Präsident Biden hielt sich bislang mit deutlicher Kritik an Urteilen des Obersten Gerichtshofs zurück. Er vermied es, das Ansehen des Supreme Court zu beschädigen, gehört doch der Oberste Gerichtshof zu den wichtigsten Institutionen der amerikanischen Gewaltenteilung. Am Montagabend jedoch machte Biden aus seiner Ablehnung des Urteils keinen Hehl: Das Gericht habe einen gefährlichen Präzedenzfall geschaffen, der das Amt des Präsidenten grundlegend verändern könnte. "Für alle praktischen Zwecke bedeutet die heutige Entscheidung mit ziemlicher Sicherheit, dass es praktisch keine Grenzen für das gibt, was der Präsident tun kann", sagte Biden im Weißen Haus.
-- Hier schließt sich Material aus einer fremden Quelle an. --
PR #1648, opened 2024-02-22
chore: format templates

almet:
I'm not sure why this is not failing on master. I wonder if something is off with my machine.

### DIFF
--- a/umap/tests/test_map_views.py
+++ b/umap/tests/test_map_views.py
@@ -818,10 +818,10 @@ def test_oembed_map(client, map, datalayer):
 def test_oembed_link(client, map, datalayer):
     response = client.get(map.get_absolute_url())
     assert response.status_code == 200
+
     assert (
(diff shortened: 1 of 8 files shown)


umap/tests/test_map_views.py
```diff
@@ -818,10 +818,10 @@ def test_oembed_map(client, map, datalayer):
 def test_oembed_link(client, map, datalayer):
     response = client.get(map.get_absolute_url())
     assert response.status_code == 200
+
     assert (
-        '<link rel="alternate" type="application/json+oembed"'
-        in response.content.decode()
-    )
+        '<link rel="alternate"\n        type="application/json+oembed"'
```
almet, line 823: Not a big fan of having spaces in the tests here. Any suggestion welcome :-)

davidbgk: Maybe applying [dedent](https://docs.python.org/3/library/textwrap.html#textwrap.dedent) to the deocded response?

PR #1649, opened 2024-02-22
chore: add ids on features

almet:
Add an ID for each feature on creation, or when read from a GeoJSON.

Ids are persisted in the GeoJSON

### DIFF
--- a/umap/static/umap/js/umap.features.js
+++ b/umap/static/umap/js/umap.features.js
@@ -45,7 +45,7 @@ U.FeatureMixin = {
     this.addInteractions()
     this.parentClass.prototype.initialize.call(this, latlng, options)
   },
-  _checkId: function () {
+  _checkId: function (string) {
     return typeof string !== 'undefined'
   },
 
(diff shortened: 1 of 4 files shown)


umap/static/umap/js/umap.features.js
```diff
@@ -36,6 +45,9 @@ U.FeatureMixin = {
     this.addInteractions()
     this.parentClass.prototype.initialize.call(this, latlng, options)
   },
+  _checkId: function () {
```
yohanboniface, line 48: Missing a parameter ?

umap/static/umap/js/umap.features.js
```diff
@@ -36,6 +45,9 @@ U.FeatureMixin = {
     this.addInteractions()
     this.parentClass.prototype.initialize.call(this, latlng, options)
   },
+  _checkId: function (string) {
+    return typeof string !== 'undefined'
```
yohanboniface, line 49: Shouldn't we check that the id is in our internal format and not something else ? Or do we want to consume any non null string ? So people importing in uMap could control their ids ?

almet: You're correct. I've added a check to ensure ids are matching the expected format.

PR #1665, opened 2024-02-29
fix: allow empty datalayers reference on merges.

almet:
Previously, an error was thrown when the reference datalayer had no `features`defined.

When looking for features, it now defaults to an empty list if the key doesn't exist.


davidbgk (approved):
👍 good catch!

PR #1666, opened 2024-02-29
fix: Replace Last-Modified with custom headers

almet:
`X-Datalayer-Version` and `X-Datalayer-Reference` are now used instead
of the `Last-Modified` and `If-Unmodified-Since` headers.

`Last-Modified` is granular to the second, which led to problems with
the versionning. The new system uses timestamps instead.

This commit also changes the way versions were created. Previously,
the associated version was coming from two different places:
the last modified time from the filesystem and a `time.time()` call
done when saving the model, which could result in the two getting
out of sync.

> [!NOTE]
> **This still has one issue** Requests coming at the same time can lead to conflicts. It's not clear if we want to create a lock system to handle this, or if we just consider this as an edge case.

-> It seems we want to consider this an edge-case for now, so we're good to go 👍 

## Todo

- [x] Make the tests pass
- [x] Update the headers to use CamelCase everywhere
- [x] Rename the headers to `X-Datalayer-Version` and `X-Datalayer-Reference-Version`

### DIFF
--- a/umap/static/umap/js/umap.layer.js
+++ b/umap/static/umap/js/umap.layer.js
@@ -677,7 +677,7 @@ U.DataLayer = L.Evented.extend({
     this._loading = true
     const [geojson, response, error] = await this.map.server.get(this._dataUrl())
     if (!error) {
-      this._last_modified = response.headers.get('last-modified')
+      this._reference_version = response.headers.get('X-Datalayer-Version')
       // FIXME: for now this property is set dynamically from backend
       // And thus it's not in the geojson file in the server
       // So do not let all options to be reset
@@ -1459,7 +1459,7 @@ U.DataLayer = L.Evented.extend({
     if (!this.isVisible()) return
     const bounds = this.layer.getBounds()
     if (bounds.isValid()) {
-      const options = {maxZoom: this.getOption("zoomTo")}
+      const options = { maxZoom: this.getOption('zoomTo') }
       this.map.fitBounds(bounds, options)
     }
   },
@@ -1577,8 +1577,8 @@ U.DataLayer = L.Evented.extend({
       map_id: this.map.options.umap_id,
       pk: this.umap_id,
     })
-    const headers = this._last_modified
-      ? { 'If-Unmodified-Since': this._last_modified }
+    const headers = this._reference_version
+      ? { 'X-Datalayer-Reference': this._reference_version }
       : {}
     await this._trySave(saveUrl, headers, formData)
     this._geojson = geojson
@@ -1596,7 +1596,7 @@ U.DataLayer = L.Evented.extend({
             label: L._('Save anyway'),
             callback: async () => {
               // Save again,
-              // but do not pass If-Unmodified-Since this time
+              // but do not pass the reference version this time
               await this._trySave(url, {}, formData)
             },
           },
@@ -1619,7 +1619,7 @@ U.DataLayer = L.Evented.extend({
         this.fromGeoJSON(data.geojson)
         delete data.geojson
       }
-      this._last_modified = response.headers.get('last-modified')
+      this._reference_version = response.headers.get('X-Datalayer-Version')
       this.setUmapId(data.id)
       this.updateOptions(data)
       this.backupOptions()
--- a/umap/tests/integration/test_collaborative_editing.py
+++ b/umap/tests/integration/test_collaborative_editing.py
@@ -196,3 +196,72 @@ def test_empty_datalayers_can_be_merged(context, live_server, tilelayer):
         sleep(1)
 
     expect(marker_pane_p2).to_have_count(2)
+
+
+def test_same_second_edit_doesnt_conflict(context, live_server, tilelayer):
+    # Let's create a new map with an empty datalayer
+    map = MapFactory(name="collaborative editing")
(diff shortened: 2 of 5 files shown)


almet:
This is using a specific in house versioning system rather than `Etags`, to avoid conflicts with the way gzip is handled for datalayers.

We might want at some point to get rid of the custom headers and replace them with Etags, but that's probably for later :-)

umap/views.py
```diff
@@ -958,20 +958,19 @@ class GZipMixin(object):
...
 
     @property
     def gzip_path(self):
         return Path(f"{self.path}{self.EXT}")
 
-    def compute_last_modified(self, path):
-        stat = os.stat(path)
-        return http_date(stat.st_mtime)
+    def read_version(self, path):
+        return path.stem.split("_")[-1].replace(".geojson", "")
```
davidbgk, line 968:
```suggestion
        # Remove optional .gz, then .geojson, then return the trailing version from path.
        return path.with_suffix("").with_suffix("").split("_")[-1]
```

A non-blocking suggestion I find a bit more readable. Even with the original proposal, a comment making explicit that the `path` can be either .gz suffixed or not might be useful (it took me some time to figure it out).

umap/views.py
```diff
@@ -1012,7 +1011,7 @@ def render_to_response(self, context, **response_kwargs):
             with open(path, "rb") as f:
                 # Should not be used in production!
                 response = HttpResponse(f.read(), content_type="application/geo+json")
-            response["Last-Modified"] = self.last_modified
+            response["X-Umap-Version"] = self.version
```
davidbgk, line 1014: Why is that UPPERCASED in JS and CamelCased in Python? Is that a convention I miss?

umap/views.py
almet: +1 for the comment and the change 👍

umap/views.py
almet: Thanks for pointing it out. I started with uppercase everywhere, and then went to camel case, but didn't update it everywhere.

umap/static/umap/js/umap.layer.js
```diff
@@ -677,7 +677,7 @@ U.DataLayer = L.Evented.extend({
     this._loading = true
     const [geojson, response, error] = await this.map.server.get(this._dataUrl())
     if (!error) {
-      this._last_modified = response.headers.get('last-modified')
+      this._reference_version = response.headers.get('X-Umap-Version')
```
yohanboniface, line 680: nit: `umap-version` seems a bit like it's the version of uMap itself. What about `x-Data-Version` or `X-DataLayer-Version` ?

umap/tests/integration/test_collaborative_editing.py
```diff
@@ -196,3 +196,72 @@ def test_empty_datalayers_can_be_merged(context, live_server, tilelayer):
...
+
+    # Click on the map, it will place a marker at the given position.
+    map_el_p2 = page_two.locator("#map")
+    map_el_p2.click(position={"x": 220, "y": 220})
+    expect(marker_pane_p2).to_have_count(1)
+
+    # Save the two tabs at the same time
+    with page_one.expect_response(DATALAYER_UPDATE):
+        save_p1.click()
+        sleep(0.1)  # Needed to avoid
```
yohanboniface, line 247: To avoid ? :)

umap/views.py
```diff
@@ -1012,17 +1012,16 @@ def render_to_response(self, context, **response_kwargs):
...
         return response
 
 
 class DataLayerVersion(DataLayerView):
     @property
     def path(self):
-        return "{root}/{path}".format(
-            root=settings.MEDIA_ROOT,
-            path=self.object.get_version_path(self.kwargs["name"]),
+        return Path(settings.MEDIA_ROOT) / self.object.get_version_path(
```
yohanboniface, line 1023: Maybe do this once and for all in `settings/__init__.py` ?

umap/views.py
```diff
@@ -1033,42 +1032,41 @@ class DataLayerCreate(FormLessEditMixin, GZipMixin, CreateView):
...
         return response
 
 
 class DataLayerUpdate(FormLessEditMixin, GZipMixin, UpdateView):
     model = DataLayer
     form_class = DataLayerForm
 
-    def has_been_modified_since(self, if_unmodified_since):
-        return if_unmodified_since and self.last_modified != if_unmodified_since
+    def has_changes_since(self, incoming_version):
```
yohanboniface, line 1047: Given we are using version number and not time anymore, maybe rename to `match_version`  or `is_latest`/`is_latest_version`?

yohanboniface (approved):

umap/static/umap/js/umap.layer.js
almet: I went with `X-DataLayer-Version` and `X-DataLayer-Reference`.

umap/views.py
almet: I prefer `has_changes_since` because we're passing the argument with the version. With the propositions you're making, it's less clear to me that it's supposed to be an argument passed.

umap/views.py
almet: Why not, but I prefer to have this in a separate pull request if possible :-)

davidbgk (approved):

PR #1687, opened 2024-03-12
feat: merge "datalayer browser" and "data browser"

### LINKED ISSUE #330: [UX issue] No direct way to get back to layers manager
It's currently not really easy (or at least not intuitive) how to get back to the list of layers when (for example) creating a new layer.

Steps to reproduce:
- open the layers manager,
- click on the "add new layer" button,
- modify the name and description of the layer.

In order for example to modify the order of the layers or change the description of an other layer, user currently need to click on the "manage layers" again.
Users may try to click on the "close button" and get the right panel to be hidden.

yohanboniface:
Small big PR!

Previously, we had both a "datalayers browser" and a "data browser", now those two are merged.

The datalayers browser looked like this:

image

The data browser looked like this:

image

The new browser has two modes, an expanded mode and a condensed mode.

Expended mode, which is roughly the same as the previous data browser:

image

In condensed mode:

image

One can switch from those two mode by a button in the panel:

image

Once the panel is in a given mode, it will stay in this mode unless the user changes it.

The button to open the browser is now on the right of the screen (while it was on the left before), and a new "caption" button appears:

image

In edit mode, the browser stays, and replaces the previous box to list the layers:

image

Again, it can be either in condensed mode or in expanded mode:

image

When editing a given layer, a new "back" button appears, to go back to the browser (fix #330):

image


EduNetEurope:
Looks great! 
Can we still display it on the right sight?

VierPaarVoeten:
Since the update it is impossible to change the color of the layer?

yohanboniface:
> Since the update it is impossible to change the color of the layer?

Can you be more explicit ?

yohanboniface:
>  Can we still display it on the right sight?

This is not planned. Can you share your use case ? :)

VierPaarVoeten:
[
Screenshot_20240508-210020

](url)

EduNetEurope:
> > Can we still display it on the right sight?
> 
> This is not planned. Can you share your use case ? :)

Thank you for the reply.
I guess we have all vertical menus on the right side and, personally, I find it more stylish to have it on the right side.
But it is a personal preference for sure.

yohanboniface:
> I would like to change the color like I did in the past. But can't find the
correct panel to do. 

Sorry, I still don't understand your issue. You want to change the layer color, correct ? Did you click on "Bewerken", then "Manager Layers", can't you edit your layer as always ?

VierPaarVoeten:
> > I would like to change the color like I did in the past. But can't find the
> > correct panel to do.
> 
> Sorry, I still don't understand your issue. You want to change the layer color, correct ? Did you click on "Bewerken", then "Manager Layers", can't you edit your layer as always ?

No I can't edit my layer as always. You can see it right [here](https://youtu.be/JkqV5JWC63I).

yohanboniface:
humm, you have to click here:

image

Or I still don't get your point :upside_down_face:

VierPaarVoeten:
There you van change the color of the layer. It is not clear because it
seems you change the color of the pin instead of the layer.

Thanks!

Op do 9 mei 2024 16:01 schreef Yohan Boniface ***@***.***>:

PR #1692, opened 2024-03-15
refactor: Separate ui rendering from data updates

almet:
`U.SCHEMA` now contains an `impacts` key, which makes it possible to specify what part of the UI is impacted by data changes.

A new `render` method has been added on `U.Map` and `U.DataLayer`, which is used to rerender the proper parts of the UI depending on the passed properties.

`U.FormBuilder` calls this `render()` method (if present), during form changes.

> [!Note]
> This approach is less specific than [a previous one](https://github.com/umap-project/umap/compare/master...feat/simple-crdts) in order to a) not tie the schema to specific callbacks and b) not repeat properties in two different places.
> 
> The resulting code is less conservative when considering which parts of the UI are updated when receiving updates, thus rerendering parts of the UI which might not be in need of rerender. The hope is that it won't be a problem, but let's keep our eyes open.

## Progress

- [x] Sort schema keys
- [x] Add all UI impacts on schema keys
- [x] Update FormBuilder instanciations to remove callbacks when possible
- [x] Ensure the tests pass
- [x] `ChoroplethLayer.onEdit` is expecting to be passed the builder
- [x] Use `impacts = []` everywhere (remove `['']` occurrences)
- [x] Change how the functional tests are working (see #1718 #1719) 
- [x] Make the JS unit tests pass
- [x] Make the functional tests pass


umap/static/umap/js/modules/schema.js
```diff
@@ -1,45 +1,52 @@
...
+  datalayersControl: {
+    impacts: ['ui'],
+    type: Boolean,
+    nullable: true,
+    handler: 'DataLayersControl',
+    label: translate('Display the data layers control'),
+    default: true,
   },
   defaultView: {
+    impacts: [], // no need to update the ui, only useful when loading the map
```
davidbgk, line 49: Is there a difference between `['']` (above) and `[]`? Maybe update the `// Possible impacts` comment to explain that?

umap/static/umap/js/umap.js
```diff
@@ -240,6 +241,42 @@ U.Map = L.Map.extend({
     this.on('click contextmenu.show', this.closeInplaceToolbar)
   },
 
+  render: function (fields) {
+    let impacts = U.Utils.getImpactsFromSchema(fields)
```
davidbgk, line 245: If the schema is static, don't we want to compute that once and for all? (vs. at each `render()` call)

umap/static/umap/js/modules/schema.js
almet: No, there shouldn't be, and the list should be updated to only have `[]`.

umap/static/umap/js/umap.js
almet: The schema is static but the list of passed fields isn't.`getImpactsFromSchema` goes trough the keys of the schema, returning what is impacted by the given fields.

I don't think the lookup will take much time. If it is, we might want to cache out the results, maybe. I'd say it's an optimisation for the future, when/if we need it. Would that be okay for you?

davidbgk: Alright 👍

umap/static/umap/js/modules/utils.js
```diff
@@ -22,3 +22,20 @@ export function checkId(string) {
   if (typeof string !== 'string') return false
   return /^[A-Za-z0-9]{5}$/.test(string)
 }
+
+export function getImpactsFromSchema(fields) {
```
yohanboniface, line 26: I'd make a few unitests (JS) for this one :)

umap/static/umap/js/umap.js
```diff
@@ -240,6 +241,42 @@ U.Map = L.Map.extend({
...
+          break
+      }
+    }
+  },
+
+  reindexEachDataLayer: function () {
+    this.eachDataLayer((datalayer) => datalayer.reindex())
+  },
+
+  renderVisibleDataLayers: function () {
```
yohanboniface, line 274: `redrawVisibleDataLayers` ?

umap/static/umap/js/umap.layer.js
```diff
@@ -594,6 +596,31 @@ U.DataLayer = L.Evented.extend({
     if (this.autoLoaded()) this.map.on('zoomend', this.onZoomEnd, this)
   },
 
+  render: function (fields, builder) {
```
yohanboniface, line 599: Maybe we could call the method `onDataChanged` to make it more explicit that this is not the default redering but a sort of "reflow" ?

umap/static/umap/js/modules/schema.js
```diff
@@ -1,45 +1,52 @@
...
-  miniMap: {
-    type: Boolean,
-    label: translate('Do you want to display a minimap?'),
-    default: false,
-  },
-  displayPopupFooter: {
-    type: Boolean,
-    label: translate('Do you want to display popup footer?'),
-    default: false,
+  color: {
```
yohanboniface, line 24: I suggest to add a dedicated `test_on_edit.py` file with some basic test (at least one per "impact"), that we can then complete later with some edge cases.

umap/static/umap/js/umap.forms.js
```diff
@@ -1033,6 +1033,7 @@ U.FormBuilder = L.FormBuilder.extend({
   setter: function (field, value) {
     L.FormBuilder.prototype.setter.call(this, field, value)
     if (this.options.makeDirty !== false) this.obj.isDirty = true
+    if ('render' in this.obj) this.obj.render([field], this)
```
yohanboniface, line 1036: this may call render on map when searching in the browser. So either this is only done when `makeDirty` is false, either we use a dedicated Builder class for the browser (simpler imho).

umap/static/umap/js/umap.js
```diff
@@ -240,6 +241,42 @@ U.Map = L.Map.extend({
...
+          this.initTileLayers()
+          break
+        case 'bounds':
+          this.handleLimitBounds()
+          break
+      }
+    }
+  },
+
+  reindexEachDataLayer: function () {
```
yohanboniface, line 270: `reindexDataLayers` ?

umap/static/umap/js/umap.layer.js
```diff
@@ -254,16 +254,18 @@ U.Layer.Choropleth = L.FeatureGroup.extend({
   },
 
   onEdit: function (field, builder) {
+    // Only compute the breaks if we're dealing with choropleth
+    if (!field.startsWith('options.choropleth')) return
     // If user touches the breaks, then force manual mode
     if (field === 'options.choropleth.breaks') {
       this.datalayer.options.choropleth.mode = 'manual'
-      builder.helpers['options.choropleth.mode'].fetch()
+      if (builder) builder.helpers['options.choropleth.mode'].fetch()
```
yohanboniface, line 262: Ugly but let's go with that for now! ;)

yohanboniface (commented):
:+1:

umap/static/umap/js/umap.forms.js
almet: I don't think we should rely on `makeDirty` as I think it will be out of the picture at some point.

Using a dedicated browser class seem the way to go :-)

umap/static/umap/js/umap.js
almet: 👍

umap/static/umap/js/umap.js
almet: 👍

umap/static/umap/js/umap.layer.js
almet: I would prefer to keep the `on*` methods for events. (`onDataChanged` would imply there is an `data-changed` event that occurred). 

I like the idea of using `render` somewhere, because it's really the intent here. Maybe `rerenderFields`? (it also  makes it more explicit that's it's expecting fields to be passed).

umap/static/umap/js/umap.forms.js
almet: In the end, I did the opposite: this call only happens if `makeDirty` is not explicitely set to `false`.

From where I stand right now, it seems to avoid adding complexity for no almost no benefits. We can take care of doing things differently if/when we remove the `dirty` mechanism.

umap/static/umap/js/modules/utils.js
almet: ✔️

almet:
This is ready to be merged!

umap/static/umap/js/modules/schema.js
```diff
@@ -1,46 +1,61 @@
...
   },
-  scaleControl: {
+  captionBar: {
     type: Boolean,
-    label: translate('Do you want to display the scale control?'),
-    default: true,
+    impacts: ['ui'],
+    label: translate('Do you want to display a caption bar?'),
+    default: false,
+    impacts: [],
```
davidbgk, line 16: Two different `impacts` keys for the captionBar?

almet: 🤫

umap/tests/integration/test_on_edit.py
```diff
@@ -0,0 +1,185 @@
+import re
```
yohanboniface, line 1: Maybe mv those tests in `test_edit_map.py` instead of having a new module ?

umap/static/umap/test/Util.js
```diff
@@ -1,397 +1,4 @@
 describe('L.Util', function () {
```
yohanboniface, line 1: I'm surprised to see all those tests removed here ? Should this have been done in that other PR moving utils to a module ? Or is this just missing a rebase ?

umap/static/umap/js/umap.layer.js
yohanboniface: ok, let's keep `render`!

yohanboniface (approved):

umap/static/umap/test/Util.js
almet: yep, it's broken in the current master, and fixed here! 🙈

PR #1733, opened 2024-04-05
Redirect to the login view when login is required

davidbgk:
When the `UMAP_ALLOW_ANONYMOUS` setting is False, we return the login url through a JSON response. We lost that ability in #1555.

The JS part was not following that link in that particular case and lead to more errors because the map was not saved (hence, no `map_id`).

For now, the current work on the map is lost because of the redirection and we have a confirmation dialog to quit the edited page with unsaved changes.

Maybe we should display a custom message instead of a brutal redirection? Like: you’re not logged in, do it in a separate tab to keep you work? (A bit ugly…)

Sidenote: we might want to use the `redirect` pattern/key in the JSON response that we already use for deletion and clone for consistency.

### DIFF
--- a/umap/decorators.py
+++ b/umap/decorators.py
@@ -19,7 +19,9 @@ def login_required_if_not_anonymous_allowed(view_func):
             not getattr(settings, "UMAP_ALLOW_ANONYMOUS", False)
             and not request.user.is_authenticated
         ):
-            return simple_json_response(login_required=str(LOGIN_URL))
+            response = simple_json_response(login_required=str(LOGIN_URL))
+            response.status_code = 401
+            return response
         return view_func(request, *args, **kwargs)
 
     return wrapper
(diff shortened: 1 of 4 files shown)


almet:
Thanks for the issue. I wonder: if the login is required, maybe we should login first before allowing the creation of a new map? 🤔

yohanboniface:
Humm, but with this proposal, the data is lost, no ?

The tricky part, that was done before #1555, was:
- sent a normal request
- receive a login_required
- to the login
- send again the initial request
- continue the js flow (sending other requests, etc.)


> I wonder: if the login is required, maybe we should login first before allowing the creation of a new map? 🤔

There is an usage where users see a "prebuilt" map with remote data, so they can browse the data AND optionally save it later. Those users are not logged in. This is in use in the ANCT instance.: from the deveco app, people search for companies in their territory, and if they want to see it on a map, they are sent to uMap.

yohanboniface:
Two questions then:
- is "playground mode" the situation where the uMap instance does not accept anonymous map and the user is not logged in ? (We should still keep in mind the "preloaded map" scenario)
- does that mean we gived up on making the login working again during a save process  (as before #1555) ?

davidbgk:
image(1)

To have it here too.

yohanboniface:
Replaced by #2025

PR #1756, opened 2024-04-17
feat: add link in contextmenu to edit map in OSM

### LINKED ISSUE #1651: Open iD or JSOM editor via right click menu
The Open iD/JOSM map menu on uMap is quite handy! However, it could be greatly improved by allowing access to shortcuts through a convenient right-click.

Currently, as I use uMap to address OSM quality gaps in iD, the ability to right-click anywhere on the map and smoothly navigate to the clicked coordinates in iD would significantly enhance the overall user experience. 😊

Big plus if it would jump automatically to the minimum zoom required in iD (16) so the user does not have this extra step to click on "+ Zoom in to edit"

yohanboniface:
fix #1651

image

### DIFF
--- a/umap/static/umap/js/umap.js
+++ b/umap/static/umap/js/umap.js
@@ -1769,7 +1769,22 @@ U.Map = L.Map.extend({
         callback: this.openExternalRouting,
       })
     }
+    if (this.options.urls.edit_in_osm) {
+      items.push('-', {
+        text: L._('Edit in OpenStreetMap'),
+        callback: this.editInOSM,
+      })
+    }
     this.options.contextmenuItems = items
+  },
+
+  editInOSM: function (e) {
+    const url = this.urls.get('edit_in_osm', {
+      lat: e.latlng.lat,
+      lng: e.latlng.lng,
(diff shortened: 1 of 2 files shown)


umap/static/umap/js/umap.js
```diff
@@ -1769,9 +1769,24 @@ U.Map = L.Map.extend({
...
     this.options.contextmenuItems = items
   },
 
+  editInOSM: function (e) {
+    const url = this.urls.get('edit_in_osm', {
+      lat: e.latlng.lat,
+      lng: e.latlng.lng,
+      zoom: Math.max(this.getZoom(), 16),
+    })
+    if (url) window.open(url)
```
davidbgk, line 1787: Not specific to that PR but I think we should open a new tab/window in these cases (probably applies to `openExternalRouting` too):

```suggestion
    if (url) window.open(url, '_blank')
```

davidbgk (approved):

umap/static/umap/js/umap.js
yohanboniface: That's a good point, but strangely it already opens in a new window (same for routing).

PR #1759, opened 2024-04-17
fix: save back map description in DB

yohanboniface:
Since a few years, we are not saving description in DB anymore. I'm not sure it's a wanted change.

Other option, given we already have it in the `settings` JSONB column, is to remove the `description` field from the model and make it a `@property` instead that will try to read in the `settings` column


yohanboniface:
Closed in favor of #1772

Der US-Präsident, der sich nach seinem arg verunsichernden TV-Duell mit Trump in der vergangenen Woche nunmehr kämpferisch gibt, rief die Wähler auf, das zu tun, was der Oberste Gerichtshof nicht getan habe: Das amerikanische Volk solle im November entscheide, "ob Donald Trumps Angriff auf unsere Demokratie am 6. Januar (2021) ihn für ein öffentliches Amt im höchsten Amt des Landes untauglich macht", so Biden. Dies sei wichtiger denn je, "jetzt, wo das Volk weiß, dass Trump noch ermutigter sein wird, zu tun, was immer er will, wann immer er es will".